INFORMATION SHOWN:
Issue #3617, opened 2021-04-26
Move away from Gateway Configuration in Contour Config File


stevesloka:
Currently, Contour requires a name/namespace of a Gateway to be [configured](https://github.com/projectcontour/contour/blob/main/examples/contour/01-contour-config.yaml#L15-L17) in the Contour configuration file. Today if this isn't configured and a user wants to use GatewayAPI, then they must set the value in the file, then restart Contour. 

We could move to use the `controller` field of the `GatewayClass` or a specific field in the `parametersRef`. This would allow the Gateway to be specified easily without needing a configuration file change / management.

youngnick:
I think using the `controller` field in the GatewayClass is a better idea, and allows for more dynamic configuration. It's also the most Kube-y way to do it.

stevesloka:
What would you use to specify the name/namespace? Something like: `projectcontour.io/name/namespace`? So for a gateway in the `projectcontour` namespace named `contour`, you'd have a GatewayClass like this:

```
kind: GatewayClass
apiVersion: networking.x-k8s.io/v1alpha1
metadata:
  name: contour-class
spec: 
  controller: projectcontour.io/contour/projectcontour
```

youngnick:
I assumed that we'd just do like what we do with IngressClass, you specify some value, and the controller uses that, probably with a `projectcontour.io/` prefix. Doing things that way means that we need to handle what happens if more than one GatewayClass has the same `spec.controller` field, we've talked about that before.

But, this does highlight a similar problem to the IngressClass field/annotation: What happens if two Contour installations set the same IngressClass or GatewayClass `spec.controller`? I *think* that they'll probably fight right now?

For the simple internal-external multiple-Contours case, I think that having the namespace in there and not just some string (that is, `internal` and `external`) feels like overkill.

I'm not sure though, it feels like this bit could also use some upstream discussion maybe?

stevesloka:
What I want to do here though is remove the need to configure Contour with something. So in the example of having an internal/external instances, you would configure the GatewayClass  to say, the Contour controller named `internal` in the namespace `ingress-internal` is who will service my routes for internal requests, then another GatewayClass would say, the Contour controller named `external` in the namespace `ingress-external` would service requests for external resources.

When deploying Contour, there's nothing special to configure, everything is driven from the GatewayClass and Contour doesn't need restarted for this to work.

youngnick:
[...]

PR #3659, opened 2021-05-10
Implements GatewayClass Controller

danehans:
Updates Gateway API support to use controller-runtime added by https://github.com/projectcontour/contour/pull/3510:

- `cmd/contour/serve.go`: Adds `NewGatewayClassController()` to create a new gatewayclass controller.
- `examples/contour/02-role-contour.yaml` and `examples/render/contour.yaml`: Updates Contour's RBAC to support reconciling gatewayclasses and managing the Envoy service.
- `internal/dag/cache.go`: Adds gatewayclasses that contain the contour controller string to the kubernetes cache.
- `internal/equality/equality.go`: Adds an equality pkg used to compare current/desired state of resources, conditions, etc..
- `internal/controller/gatewayclass.go`: Adds gatewayclass  controller and reconciler functionality.
- `internal/k8s/informers.go`: Updates kubebuilder RBAC tags and the list of Gateway API resources to include gatewayclasses.
- `internal/status/conditions.go`: Adds support for managing gateway and gatewayclass status conditions.
- `internal/status/gatewayclass.go`: Adds support for managing gatewayclass status.
- `internal/validation/gatewayclass.go`: Adds support for validating gatewayclass resources.
- `pkg/config/parameters.go`: Adds `GatewayClassController` identifier used by Contour's gatewayclass controller to determine if a GatewayClass object should be managed.

Requires https://github.com/projectcontour/contour/pull/3510

TODOs:
- https://github.com/projectcontour/contour/issues/3705
- https://github.com/projectcontour/contour/issues/3700
- https://github.com/projectcontour/contour/issues/3617 (requires gateway controller implementation)
- https://github.com/projectcontour/contour/issues/3706


danehans:
xref https://github.com/projectcontour/contour/pull/3664 that updates deployment manifests/tooling.

stevesloka (changes requested):
This is a quick first pass, needs a rebase now that I just merged #3510. Also, would be super nice to pick this out into smaller PRs, one for the controller bits, one for status, one for validation, etc. 

Also seems like many of the bits aren't tested (the Codecov is complaining all over the place which is making the review difficult).

internal/k8s/cache/gateway.go
```diff
@@ -0,0 +1,337 @@
...
+	if err := c.Watch(&source.Kind{Type: &gatewayv1a1.Gateway{}}, r.enqueueRequestForOwnedGateway()); err != nil {
+		return nil, err
+	}
+	// TODO: Add a watch for gatewayclasses owned by contour to keep gateway status updated.
+	return c, nil
+}
+
+// enqueueRequestForOwnedGateway returns an event handler that maps events to
+// Gateway objects that reference a GatewayClass owned by Contour.
+func (r *gatewayReconciler) enqueueRequestForOwnedGateway() handler.EventHandler {
```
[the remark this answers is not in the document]
danehans: @stevesloka `enqueueRequestForOwnedGateway()` filters events before they are given to the controller's EventHandler. This follows controller-runtime best practices for event filtering. Maybe the dag filter you reference should be removed in favor of this watch predicate, thoughts?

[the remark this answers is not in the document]
stevesloka: It's not a problem to move the logic from where it's happening, just need to pick one and remove the other. Also, need to make sure we're filtering against the configured name/namespace of the gateway.

internal/validation/gateway.go
```diff
@@ -0,0 +1,115 @@
...
+	"k8s.io/apimachinery/pkg/api/errors"
+	metav1 "k8s.io/apimachinery/pkg/apis/meta/v1"
+	"k8s.io/apimachinery/pkg/types"
+	"k8s.io/apimachinery/pkg/util/validation"
+	"sigs.k8s.io/controller-runtime/pkg/client"
+	gateway_v1alpha1 "sigs.k8s.io/gateway-api/apis/v1alpha1"
+)
+
+// Gateway returns an error if gw is an invalid Gateway.
+func Gateway(ctx context.Context, cli client.Client, gw *gateway_v1alpha1.Gateway) error {
```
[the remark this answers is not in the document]
stevesloka: We need to think about where the status is going to be set for Gateways. There is some up-front validation that can be applied, but what parts do routes have an affect on the status of the gateway? 

Additionally, if we don't pass the configured gateway off to the gateway_processor, then all the other routes will be invalidated and taken out of Envoy config. That might be ok since if the gateway is invalid, then the routes probably should't get traffic, but want to understand their relationship.

internal/status/conditions_test.go
```diff
@@ -15,20 +15,23 @@ package status
...
 import (
 	"testing"
+	"time"
 
 	projectcontour "github.com/projectcontour/contour/apis/projectcontour/v1"
 	"github.com/projectcontour/contour/internal/k8s"
 	"github.com/stretchr/testify/assert"
+	apiequality "k8s.io/apimachinery/pkg/api/equality"
 	metav1 "k8s.io/apimachinery/pkg/apis/meta/v1"
-	gatewayapi_v1alpha1 "sigs.k8s.io/gateway-api/apis/v1alpha1"
```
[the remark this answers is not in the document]
danehans: I was following upstream conventions, i.e. `metav1 "k8s.io/apimachinery/pkg/apis/meta/v1"` as `gatewayapi_v1alpha1` seems overly verbose. I'll update my imports to use `gatewayapi_v1alpha1` and we can address the verbosity in the future.

internal/dag/gatewayapi_processor.go
```diff
@@ -52,7 +52,7 @@ type matchConditions struct {
 	headerMatchCondition []HeaderMatchCondition
 }
 
-// Run translates Service APIs into DAG objects and
+// Run translates Gateway API objects into DAG objects and
 // adds them to the DAG.
 func (p *GatewayAPIProcessor) Run(dag *DAG, source *KubernetesCache) {
```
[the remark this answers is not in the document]
danehans: > The gateway didn't have to exist, only be configured in Contour. 

@stevesloka we must have a bug because I see the error when gateway is configured but the gateway does not exist:
```
$ go run ./cmd/contour serve --disable-leader-election --insecure --xds-address=0.0.0.0 --config-path=./config/contour.yaml
INFO[0000] args: [serve --disable-leader-election --insecure --xds-address=0.0.0.0 --config-path=./config/contour.yaml] 
INFO[0000] Leader election disabled                     
...
ERRO[0000] Gateway is not defined!                       context=GatewayAPIProcessor
```

The error goes away when I create the projectcontour/contour gateway.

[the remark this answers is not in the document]
stevesloka: The message probably needs updated, but essentially you're trying to process resources without the gateway existing, so the processor throws that error. So configuring which gateway to use is step #1, then actually having the resource in the cluster is step #2.

danehans:
@stevesloka to reduce the size of this PR, I only implemented the gatewayclass controller in commit `330e981`. The PR description has been updated accordingly. I resolved your other feedback above in this commit as well. I will implement the gateway controller in a follow-on PR.

internal/controller/gatewayclass.go
```diff
@@ -0,0 +1,128 @@
...
+			r.log.WithField("name", gc.Name).Info("queueing gatewayclass")
+			return []reconcile.Request{
+				{
+					NamespacedName: types.NamespacedName{
+						Name: gc.Name,
+					},
+				},
+			}
+		}
+		r.log.WithField("name", gc.Name).Info("gatewayclass not owned by contour, bypassing reconciliation")
```
stevesloka, line 84: Suggest maybe adding the `config.ContourGatewayClass` string to the error to tell folks what it required to match?

internal/status/conditions.go
```diff
@@ -38,6 +39,14 @@ const ReasonValid RouteReasonType = "Valid"
 const ReasonErrorsExist RouteReasonType = "ErrorsExist"
 const ReasonGatewayAllowMismatch RouteReasonType = "GatewayAllowMismatch"
 
+type GatewayClassReasonType string
+
+const reasonValidGatewayClass = "Valid"
+const reasonInvalidGatewayClass = "Invalid"
+
+// clock is used to set lastTransitionTime on status conditions.
+var clock utilclock.Clock = utilclock.RealClock{}
```
stevesloka, line 48: Ahh we missed this on Conditions! =)

internal/status/gatewayclass.go
```diff
@@ -0,0 +1,39 @@
...
+)
+
+// SyncGatewayClass computes the current status of gc and updates status upon
+// any changes since last sync.
+func SyncGatewayClass(ctx context.Context, cli client.Client, gc *gateway_v1alpha1.GatewayClass, valid bool) error {
+	updated := gc.DeepCopy()
+
+	updated.Status.Conditions = mergeConditions(updated.Status.Conditions, computeGatewayClassAdmittedCondition(valid))
+
+	if equality.GatewayClassStatusChanged(gc.Status, updated.Status) {
```
stevesloka, line 32: This is diverting from how we manage conditions today by creating a ConditionsAccessor (https://github.com/projectcontour/contour/blob/main/internal/status/conditions.go#L74). I think this is ok, but need to make sure we don't duplicate logic.

stevesloka: Also it doesn't make sense, but what if two controllers start updating status for the Class? Can a class be shared across controllers for multiple gateways?

internal/validation/gatewayclass.go
```diff
@@ -0,0 +1,48 @@
...
+
+package validation
+
+import (
+	"fmt"
+
+	retryable "github.com/projectcontour/contour/internal/retryableerror"
+	"github.com/projectcontour/contour/pkg/config"
+
+	gatewayv1a1 "sigs.k8s.io/gateway-api/apis/v1alpha1"
```
stevesloka, line 24: nit: s/gatewayv1a1/gateway_v1alpha1

internal/validation/gatewayclass_test.go
```diff
@@ -0,0 +1,73 @@
...
+// limitations under the License.
+
+package validation
+
+import (
+	"testing"
+
+	"github.com/projectcontour/contour/pkg/config"
+
+	gatewayv1a1 "sigs.k8s.io/gateway-api/apis/v1alpha1"
```
stevesloka, line 21: nit: s/gatewayv1a1/gateway_v1alpha1

pkg/config/parameters.go
```diff
@@ -32,6 +32,7 @@ type ServerType string
 
 const ContourServerType ServerType = "contour"
 const EnvoyServerType ServerType = "envoy"
+const ContourGatewayClass = "projectcontour.io/contour"
```
stevesloka, line 35: I wonder if we can use the class to know if we should dynamically provision Envoy or not? This isn't part of this review per-say just thinking about how to best manage that.

stevesloka (commented):
Overall looks good to me @danehans! Just a few comments/questions/thoughts. 

The smaller bits make it much easier to review, thanks for doing that. =)

examples/gateway/00-crds.yaml
```diff
@@ -0,0 +1,205 @@
+apiVersion: apiextensions.k8s.io/v1
```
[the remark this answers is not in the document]
danehans: @stevesloka I think it makes sense add the upstream CRDs here so we can provide a similar users experience as `kubectl apply -f https://projectcontour.io/quickstart/contour.yaml`. I automated the process in https://github.com/projectcontour/contour/pull/3676.

internal/status/conditions.go
danehans: Ack. I updated the existing time pkg references so this pkg does not need both "time" and "k8s.io/apimachinery/pkg/util/clock" imports.

internal/status/gatewayclass.go
danehans: @stevesloka hmm... I wonder if this is a gap in the gc status spec. Maybe gc status should be similar to route status, where conditions are specified per gateway. Otherwise we need to perform a dance when multiple contours in gateway-mode are running in the cluster. cc: @youngnick @jpeach

stevesloka: I can open an upstream issue in the meantime.

danehans: xref upstream discussion: https://kubernetes.slack.com/archives/CR0H13KGA/p1620933776270200

pkg/config/parameters.go
danehans: In an effort to minimize the size of this PR, I'm adding Envoy support in a future PR. IMO the gc.controller string should simply differentiate implementations from one another. From my understanding, that's the intent of the field. By default, Contour should manage the Envoy infra when Gateway CRDs/CRs exist and the gc controller is "projectcontour.io/contour". If a user does not want Contour to manage the Envoy infra, we can add a config knob to the resource referenced by the gc paramRef. I prefer that we avoid adding this knob until someone makes a strong case for it.

stevesloka: > I prefer that we avoid adding this knob until someone makes a strong case for it.

I've got a strong case for it, which was part of the reason moving this into Contour. I think we absolutely need to have a solution for folks who want a managed Envoy and for those who don't. 

The controller name is just a string, just thinking of using that to tell us which controller should manage stuff, meaning should Contour provision or not. It can go in the spec somewhere as well, just trying to reduce the number of fields that need configuration.

danehans:
@stevesloka commit `3258aad` resolves your feedback above.

internal/status/gatewayclass.go
danehans: @stevesloka commit `61b743d` introduces a gateway config param to enable/disable the gatewayclass controller. I think this is a simple and explicit approach that we can iterate on if needed. I was considering using gateway ns/name ownership labels but that's a bit tricky and has it's own disadvantages.

pkg/config/parameters.go
stevesloka: The other thing to think about is how do we determine if a GatewayClass should be operator managed or not? Right now it will act on all instances, but do all users want that? The class could then be `projectcontour.io/operator` telling us that it's an operator managed instance vs a self-managed.

internal/status/gatewayclass.go
stevesloka: What does this config option do? Why would I want to disable the GatewayClass controller?

pkg/config/parameters.go
danehans: @stevesloka IMO the proper way to provide the "--enableEnvoyMgt" config knob is through `gc.spec.parametersRef`. At first, the referent can be the contour.yaml configmap that includes the knob. I think it's beneficial in the future to transition the configmap to a structured object similar to what's being done with the operator.

youngnick: I think that we should avoid magic strings in the `gatewayClass.spec.controller` field as much as possible. That string should only be human-meaningful, not parsed to determine program options like which controller should use a particular GatewayClass. Configuring things with a field, either in a configmap or an explicit structure, is much more sustainable.

danehans: > Configuring things with a field, either in a configmap or an explicit structure, is much more sustainable

@youngnick my thinking is to not make the gatewayclass controller identifier, i.e. `gc.spec.controller`, configurable. Instead, the ID is based on scheme "<API_GROUP>/<NAMESPACE>/contour". I don't understand the benefit of exposing this to a user.

pkg/config/parameters.go
```diff
@@ -491,6 +493,10 @@ type Parameters struct {
 	// Server contains parameters for the xDS server.
 	Server ServerParameters `yaml:"server,omitempty"`
 
+	// GatewayClassController is the identifier used by Contour's gatewayclass
+	// controller to determine if a GatewayClass object should be managed.
+	GatewayClassController string `yaml:"gatewayclass-controller,omitempty"`
```
stevesloka, line 498: Doesn't the gatewayclass reference give you this value automatically? We've got to have another set of config items now in addition to the gateway to configure?

pkg/config/parameters_test.go
```diff
@@ -49,6 +49,7 @@ debug: false
 kubeconfig: TestParseDefaults/.kube/config
 server:
   xds-server-type: contour
+gatewayclass-controller: projectcontour.io/projectcontour/contour
```
stevesloka, line 52: Does this need to be so verbose? Can just `projectcontour.io/contour` be sufficient?

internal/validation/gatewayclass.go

TASK OBJECTIVE:
Your reply should be one number: the count of lines above that hold the word "apiVersion".

RESPONSE AREA:
2